When next held by Sol, a single, empty warmth, grew.
When news of the twins death reached Mirri in her forge four years later, she was the only one to question the rumoured new-found strength of the lance and of Sol, despite the blatantly-mysterious circumstances surrounding the once healthy sisters.
Her father was a bad man that didn’t deserve half the things he had, and Mirri gladly wished him dead for many years after their parting, but when returning home to see Sol bury him in the same way their mother and sisters were, she couldn’t help but cry.
Mirri wasn’t a fighter - she was strong from her work, but out of practice when coming against the stalwart wall that was Sol. But, she was prepared, suspicious of the truth. The sheer uncontrollable heat that raged within Sol’s body the night he tried to kill his sister would never be matched again. His shouts roared like a bonfire, and the tears he shed, she’ll never forget.
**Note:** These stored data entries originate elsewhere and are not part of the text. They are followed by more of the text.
PR #2353, opened 2024-07-13
feat(bundle-source): Add `tag` command-line flag

kriskowal:
Refs: #400

## Description

We’ve discovered that, to create an Endo script bundle that captures our `ModuleSource` constructor shim, it will need to entrain Babel. With the default build conditions, Babel entrains a `debug` package, which entrains `node:tty`. So, it is necessary to add the `"browser"` condition, which instead entrains a package with a JSON module (#2352). This change threads arbitrary conditions (build tags) through `bundle-source` to conveniently generate Endo script bundles with different tags like `browser` or `xs`.

### Security Considerations

None.

### Scaling Considerations

None.

The new flags are advertised in the command’s usage display.

### Testing Considerations

- [ ] test scaffold and manual testing instructions

None.

### Upgrade Considerations

None.

### DIFF
--- a/packages/bundle-source/NEWS.md
+++ b/packages/bundle-source/NEWS.md
@@ -11,6 +11,8 @@
 - Adds a `-f,--format` command flag to specify other module formats.
 - Adds a new `endoScript` module format.
 - Adds a no-cache, bundle-to-stdout mode.
+- Adds a `-t,--tag` command flag to specify export/import conditions like
+  `"browser"`.
 
 # v3.2.1 (2024-03-20)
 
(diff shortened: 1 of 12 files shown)


erights:
> With the default build conditions, Babel entrains a debug package, which entrains node:tty.

Are there better behaved non-default build conditions?

erights:
nevermind. I get it now.

erights (approved):
Simple! LGTM!

dckc:
> ... it will need to entrain Babel.

it = ?

I'm not sure I'm following.

kriskowal:
> an Endo script bundle that captures our `ModuleSource` constructor shim,

An Endo script bundle that captures our `ModuleSource` constructor shim (née `@endo/static-module-record`) such that a test262 “prelude” (shim script) can arrange for the same environment as XS, so we can write test262 tests that expect the same Hardened JavaScript environment.

Issue #2348, opened 2024-07-12
tests in TypeScript (.ts files) lack stack traces


erights:
See https://github.com/Agoric/agoric-sdk/issues/8662 

From https://github.com/Agoric/agoric-sdk/pull/9700

> file://test/facade.test.ts:1:1043

vs

> (test/facade.test.ts:52:9)

Why are we seeing this difference? Clearly, the second stack trace is more informative, and the tamed stack trace from Endo, whether 'safe' or 'unsafe', should show this more informative one. It looks like the second is relative to the source code the programmer wrote, which is ideal. But of course, the source is TS and what's executing is the JS that the TS compiles to. From the first, I'd guess that either the TS compiler is compiling into a single line of JS, or that some bundler is flattening the compiled JS into a single line of JS. But in either case, we should understand why the second stack trace is more informative. Is it based on a source map generated by the TS compiler? How does the native v8 stack get to be adjusted for that, but not the stack we're forming using the JS error API internally?

mhofman:
> I'd guess that either the TS compiler is compiling into a single line of JS

Correct


> we should understand why the second stack trace is more informative. Is it based on a source map generated by the TS compiler? How does the native v8 stack get to be adjusted for that, but not the stack we're forming using the JS error API internally?

TS does generate source maps. And Node.js uses `prepareStackTrace` to parse source maps and recreate the authored stack trace info. v8 itself doesn't know anything about source maps. However when SES overrides `prepareStackTrace`, we lose that Node.js behavior aware of source maps. Since we can't invoke that original behavior because of strange layering inside Node.js, we're left with having to re-implement the source mapping behavior ourselves in SES. See https://github.com/endojs/endo/issues/1798

PR #2355, opened 2024-07-14
fix(ses): work around #2348 linenumber bug

erights:
Closes: https://github.com/endojs/endo/issues/2348 

Refs: https://github.com/Agoric/agoric-sdk/pull/9711 https://github.com/endojs/endo/issues/1798 https://github.com/endojs/endo/pull/1799 https://github.com/Agoric/agoric-sdk/issues/8662 https://github.com/Agoric/agoric-sdk/pull/9700

## Description

Prior to this PR, when you ran on Ava on Node a test written in TypeScript, you'd see something like the following in your stack traces.

```
  boot/test/bootstrapTests/stack-linenumbers.test.ts:1:104
```

This is because the TypeScript compiler compiles a TypeScripy file into one line
of JavaScript with a sourceMap that should map back into original
source positions. Node specifically makes use of that sourceMap
to produce original line-numbers. However, Node does this in a way
that resists virtualization, so the normal SES error taming cannot use
this sourceMap info.

By default, this PR does not change this behavior. However it recognizes a new `SUPPRESS_NODE_ERROR_TAMING` environment variable.

With the `SUPPRESS_NODE_ERROR_TAMING` environment variable absent
or set to `'disabled'`, you should still see stack traces as shown above

However, if you also set  the `SUPPRESS_NODE_ERROR_TAMING` environment
variable `'enabled'`, for example by doing

```sh
$ export SUPPRESS_NODE_ERROR_TAMING=enabled
```
at a bash shell, then when you run this test you should instead see
something like
```
boot/test/bootstrapTests/stack-linenumbers.test.ts:40:32
```

At https://github.com/Agoric/agoric-sdk/pull/9711 I both 
- turn this PR into an agoric-sdk patch of endo, in order to emulate this fix until the next endo-release-agoric-sdk-sync cycle, and
- add a test case that emits an error stack trace from an Ava test case written in TypeScript, to test that it works.

### Security Considerations

This new behavior only applies when `errorTaming: 'unsafe'`, on v8, and with this new environment variable enabled. 

Setting `errorTaming: 'unsafe'` already flags to sacrifice some security for a better debugging experience. But the loss of security is moderate enough --- mostly confidentiality rather than integrity --- that some may chose this setting for some production purposes.

The new behavior is a more severe loss of security that really should be used ***only during development***, not production, when even a severe loss of security is usually not an issue.

### Scaling Considerations

none

The behavior prior to this PR or without this environment variable enabled is an unpleasant debugging experience. However, developers won't know how to repair it, or even that it can be repaired, without explanation. Even then, the difficultly of discovery in a problem.

The names `SUPPRESS_NODE_ERROR_TAMING` and the settings `'enabled'` and `'disabled'` are by no means clear expressions of what this does. Reviewers, ***better names would be appreciated!***

### Testing Considerations

The point. As developers write and run tests written in TypeScript, they need to iterate with problems revealed by the tests, for which they need good line numbers, including into the test code.

When the environment variable is enabled, the new behavior broke some SES tests written specifically to test the old behavior. This would not happen under CI because the environment variable is not set by default, and so may not have been noticed. But it was revealed in local testing. To repair this, this PR also sets those tests up to set `process.env.SUPPRESS_NODE_ERROR_TAMING` to `'disabled'` before lockdown, protecting those tests from the external environment variable setting.

Awkwardly, at the moment https://github.com/Agoric/agoric-sdk/pull/9711 serves as the only test of this PR. This is because I failed to figure out how to configure things so I can run TypeScript tests under Ava, like https://github.com/Agoric/agoric-sdk/pull/9711 does. I tried cargo culting the configs that seemed relevant, but it didn't work.

Reviewers, if you let me know how to do this, I'll duplicate the test case from https://github.com/Agoric/agoric-sdk/pull/9711 here, which would be good.

With the environment variable absent or disabled, there should be zero difference in behavior, so none.

In a development environment where this environment variable is enabled, some stack traces will be different. But outside of SES itself, nothing should depend on the contents of stack traces, so again none.

### Upgrade Considerations

No upgrade considerations.

Nothing BREAKING.


packages/ses/test/error/tame-v8-error.test.js
```diff
@@ -1,7 +1,7 @@
 import test from 'ava';
 import '../../index.js';
 
-lockdown();
+lockdown({ errorTaming: 'safe' });
```
erights, line 4: The absence of this was a previously unnoticed bug, since omitting it left it up to environment variables to determine, which ruins the purpose of the test. Since the relevant env variables would not be set in CI, the bug would not be noticed there either.

mhofman:
> The new behavior is a more severe loss of security that really should be used _**only during development**_, not production, when even a severe loss of security is usually not an issue.



> The names `SUPPRESS_NODE_ERROR_TAMING` and the settings `'enabled'` and `'disabled'` are by no means clear expressions of what this does. Reviewers, _**better names would be appreciated!**_

Why not re-use the existing `errorTaming` options, and a new value, like `extremely-unsafe` or `so-unsafe-you-will-be-fired-if-you-use-in-production` ([React background for the unaware](https://news.ycombinator.com/item?id=11447020))

turadg:
> > The new behavior is a more severe loss of security that really should be used _**only during development**_, not production, when even a severe loss of security is usually not an issue.
> 
> > The names `SUPPRESS_NODE_ERROR_TAMING` and the settings `'enabled'` and `'disabled'` are by no means clear expressions of what this does. Reviewers, _**better names would be appreciated!**_
> 
> Why not re-use the existing `errorTaming` options, and a new value, like `extremely-unsafe` or `so-unsafe-you-will-be-fired-if-you-use-in-production` ([React background for the unaware](https://news.ycombinator.com/item?id=11447020))

I concur. This new case is a kind of `errorTaming`. And it would be quite surprising to the user to set  `SUPPRESS_NODE_ERROR_TAMING: enabled` but that not happen because they didn't also set `errorTaming: unsafe`.

As a develop I would expect that `errorTaming: unsafe` is unsafe, even in production, but if there's reason to expect 'unsafe' to be used in production then I think this new level should indicate that it should not be. "extremely-unsafe" risks making "unsafe" seem like it has some safety. "you-will-be…" is clear but over the top, imo. `development` or `debugging` suffice.

erights:
I think I concur as well. I'll try it out and we'll see what we think.

kriskowal:
Approach looks good. I propose `errorTaming: 'unsafe-debug'`.

packages/ses/NEWS.md
```diff
@@ -1,5 +1,27 @@
 User-visible changes in SES:
 
+# Next release
+
+- When running Ava tests on Node written in TypeScript, the SES error taming
```
erights, line 5: There's no need to mention Ava here. This should be for all TypeScript on Node on v8.

packages/ses/docs/reference.md
```diff
@@ -179,9 +184,10 @@ below.
   </tr>
   <tr>
     <td><code>overrideTaming</code></td>
-    <td><code>'moderate'</code> (default) or <code>'min'</code></td>
+    <td><code>'moderate'</code> (default) or <code>'min'</code> or <code>'severe'</code></td>
     <td><code>'moderate'</code> moderates mitigations for legacy compatibility,<br>
-        <code>'min'</code> minimal mitigations for purely modern code</td>
+        <code>'min'</code> minimal mitigations for purely modern code, <br>
+        <code>'severe'</code> when moderate mitigations are inadequate</td>
```
erights, line 190: As a drive-by, I happened to notice that `'severe'` was accidentally omitted. Fixed.

erights:
> Approach looks good. I propose `errorTaming: 'unsafe-debug'`.

Done! PTAL

packages/ses/NEWS.md
```diff
@@ -4,6 +4,25 @@ User-visible changes in SES:
 
 - Adds support for module descriptors better aligned with XS.
 
+- When running Ava tests on Node written in TypeScript, the SES error taming
+  gives line-numbers into the generated JavaScript, in which all compiled code
+  is on line 1. This happens even with the normal development-time lockdown
+  options setting
```
turadg, line 10:
```suggestion
- When running transpiled code on Node, the SES error taming
  gives line-numbers into the generated JavaScript, which often don't match the 
  the original lines. This happens even with the normal development-time lockdown
  options setting,
```

packages/ses/NEWS.md
```diff
@@ -4,6 +4,25 @@ User-visible changes in SES:
...
+  ```js
+  errorTaming: 'unsafe'
+  ```
+  or setting the environment variable
+  ```sh
+  $ export LOCKDOWN_ERROR_TAMING=unsafe
+  ```
+  In addition to the normal `'safe'` and `'unsafe'` settings, this release
```
turadg, line 18:
```suggestion
  To get the original line numbers, this release
```

packages/ses/NEWS.md
```diff
@@ -4,6 +4,25 @@ User-visible changes in SES:
...
+  adds `'unsafe-debug'`. This `errorTaming: 'unsafe-debug'` setting
+  should be used ***during development only*** when you can
+  sacrifice more security for a better debugging experience, as explained at
+  [`errorTaming` Options](https://github.com/endojs/endo/blob/master/packages/ses/docs/lockdown.md#errortaming-options).
+  With this setting, when running Ava tests written in TypeScript on Node,
```
turadg, line 23:
```suggestion
  With this setting, when running transpiled code on Node (e.g. tests written in TypeScript),
```

packages/ses/NEWS.md
```diff
@@ -4,6 +4,25 @@ User-visible changes in SES:
...
+  the stacktrace line-numbers should point back into the original
+  TypeScript source, as they would on Node without SES.
```
turadg, line 25:
```suggestion
  the stacktrace line-numbers point back into the original
  source, as they do on Node without SES.
```

packages/ses/docs/lockdown.md
```diff
@@ -293,27 +293,48 @@ default error behavior is much more dangerous. The v8 `Error` constructor
...
+Node on v8.
 
 ```js
 lockdown(); // errorTaming defaults to 'safe'
 // or
 lockdown({ errorTaming: 'safe' }); // Deny unprivileged access to stacks, if possible
 // vs
 lockdown({ errorTaming: 'unsafe' }); // stacks also available by errorInstance.stack
+// vs
+lockdown({ errorTaming: 'unsafe-debug' }); // sacrifice more safety for TypeScript line numbers.
```
turadg, line 337:
```suggestion
lockdown({ errorTaming: 'unsafe-debug' }); // sacrifice more safety for sourcemapped line numbers.
```

packages/ses/docs/reference.md
```diff
@@ -258,18 +264,30 @@ In JavaScript the stack is only available via `err.stack`, so some
...
+this is usually the right tradeoff. Please do not use it in production.
+
 ```js
 lockdown(); // errorTaming defaults to 'safe'
 // or
 lockdown({ errorTaming: 'safe' }); // Deny unprivileged access to stacks, if possible
 // vs
 lockdown({ errorTaming: 'unsafe' }); // Stacks also available by errorInstance.stack
+// vs
+lockdown({ errorTaming: 'unsafe-debug' }); // sacrifice more safety for TypeScript line numbers.
```
turadg, line 290:
```suggestion
lockdown({ errorTaming: 'unsafe-debug' }); // sacrifice more safety for sourcemapped line numbers.
```

turadg (approved):
Approving modulo copy changes to remove references to Ava and TypeScript.

packages/ses/test/error/tame-v8-error.test.js
erights: Resolving.

packages/ses/NEWS.md
erights: Done

packages/ses/NEWS.md
erights: Done, thanks.

packages/ses/NEWS.md
erights: Done

packages/ses/NEWS.md
erights: Done

packages/ses/NEWS.md
erights: Done. Together, all this reads much better. Thanks!

packages/ses/docs/lockdown.md
erights: Done

packages/ses/docs/reference.md
erights: Done

kriskowal (approved):

Issue #2354, opened 2024-07-14
SES demos not working


GulgDev:
https://ses-demo.netlify.app/dist/lockdown.umd.js is not found, so SES fails to lockdown and https://ses-demo.netlify.app/demos/ don't work as expected.

liangyuqi:
same as you 

and: Uncaught ReferenceError: lockdown is not defined

<img width="1716" alt="截屏2024-07-15 17 57 20" src="https://github.com/user-attachments/assets/871617ea-ddc6-45a2-91a5-8062c7938467">

erights:
Thanks @GulgDev @liangyuqi for the reports! Verified. We're investigating. In the meantime, the investigation led to https://github.com/endojs/endo/pull/2357 , which fixes an unrelated problem that was also unnoticed. Thanks!

erights:
Sorry, that was automatically closed by accident from merging #2357. Reopening.

Assigning to @kriskowal who is already working towards fixing this.

kriskowal:
The demo has been moved to and fixed at https://hardenedjs.org/challenge/

PR #2357, opened 2024-07-15
fix(ses-demo): adapt to disabled `Date.now()` throwing

erights:
Closes: #XXXX
Refs: https://github.com/endojs/endo/issues/910#issuecomment-1581855420 https://github.com/endojs/endo/pull/1718 https://github.com/endojs/endo/issues/2354 https://github.com/endojs/endo/issues/910

## Description

While investigating https://github.com/endojs/endo/issues/2354 , I just tried it locally by visiting 

    file:///.../endojs/endo/packages/ses/demos/console/index.html

and

    file:///.../endojs/endo/packages/ses/demos/challenge/index.html

in my browser. The first is the SES demo console, which worked just fine. The second is the SES Escape Room, which still relied on the disabled `Date.now()` not throwing. Indeed, before https://github.com/endojs/endo/pull/1718 a disabled (secure mode) `Date.now()` returned `NaN`. But https://github.com/endojs/endo/pull/1718 changed it to throw.

What's strange is that in https://github.com/endojs/endo/pull/1718 I revise endojs/endo/packages/ses/demos/challenge/index.html to adjust the text to say that `Date.now()` is "disabled" rather than "NaN". But I didn't fix the escape room code.

Although I found this while investigating https://github.com/endojs/endo/issues/2354 , this is a completely distinct bug that is unrelated to https://github.com/endojs/endo/issues/2354 . This PR itself does nothing to fix https://github.com/endojs/endo/issues/2354 .

### Security Considerations

none
### Scaling Considerations

none

All our docs that link to an explain the Escape Room challenge need to be revisited, especially once https://github.com/endojs/endo/issues/2354 is fixed. For example, https://agoric.com/blog/technology/a-taxonomy-of-security-issues , which I just verified links to the broken page reported at https://github.com/endojs/endo/issues/2354

### Testing Considerations

It is frustrating that the Escape Room is broken at least since https://github.com/endojs/endo/pull/1718 , and also broken by https://github.com/endojs/endo/issues/2354 for an undetermined period of time, without anyone noticing until now. It would be good to bring that site under some kind of automated testing.

none
### Upgrade Considerations

none


packages/ses/demos/challenge/main.js
```diff
@@ -141,7 +141,14 @@ lockdown();
...
         return false;
       }
-      delayMS(10);
+      try {
+        delayMS(10);
+      } catch (err) {
+        if (err instanceof TypeError) {
+          // assume we cannot delay because of err
+        }
+        throw err;
```
kriskowal, line 150: This will throw regardless of the condition. I presume you mean to invert the condition and move the throw into the block.

kriskowal (changes requested):

packages/ses/demos/challenge/main.js
erights: Doh! Thanks for catching this. Done.

erights:
Done. PTAL

kriskowal (approved):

She only wanted to escape, to return to where she belonged and to never see her brother again. It wasn’t her fault that Sol’s body couldn’t contain the heat. It wasn’t her fault. Mirri never wanted the lance, but if she was to live, she needed it. She needed to pry it from her brother’s grasp and fight with the family’s flame, for the life she earned for herself.
She mourned her brother for the rest of her life.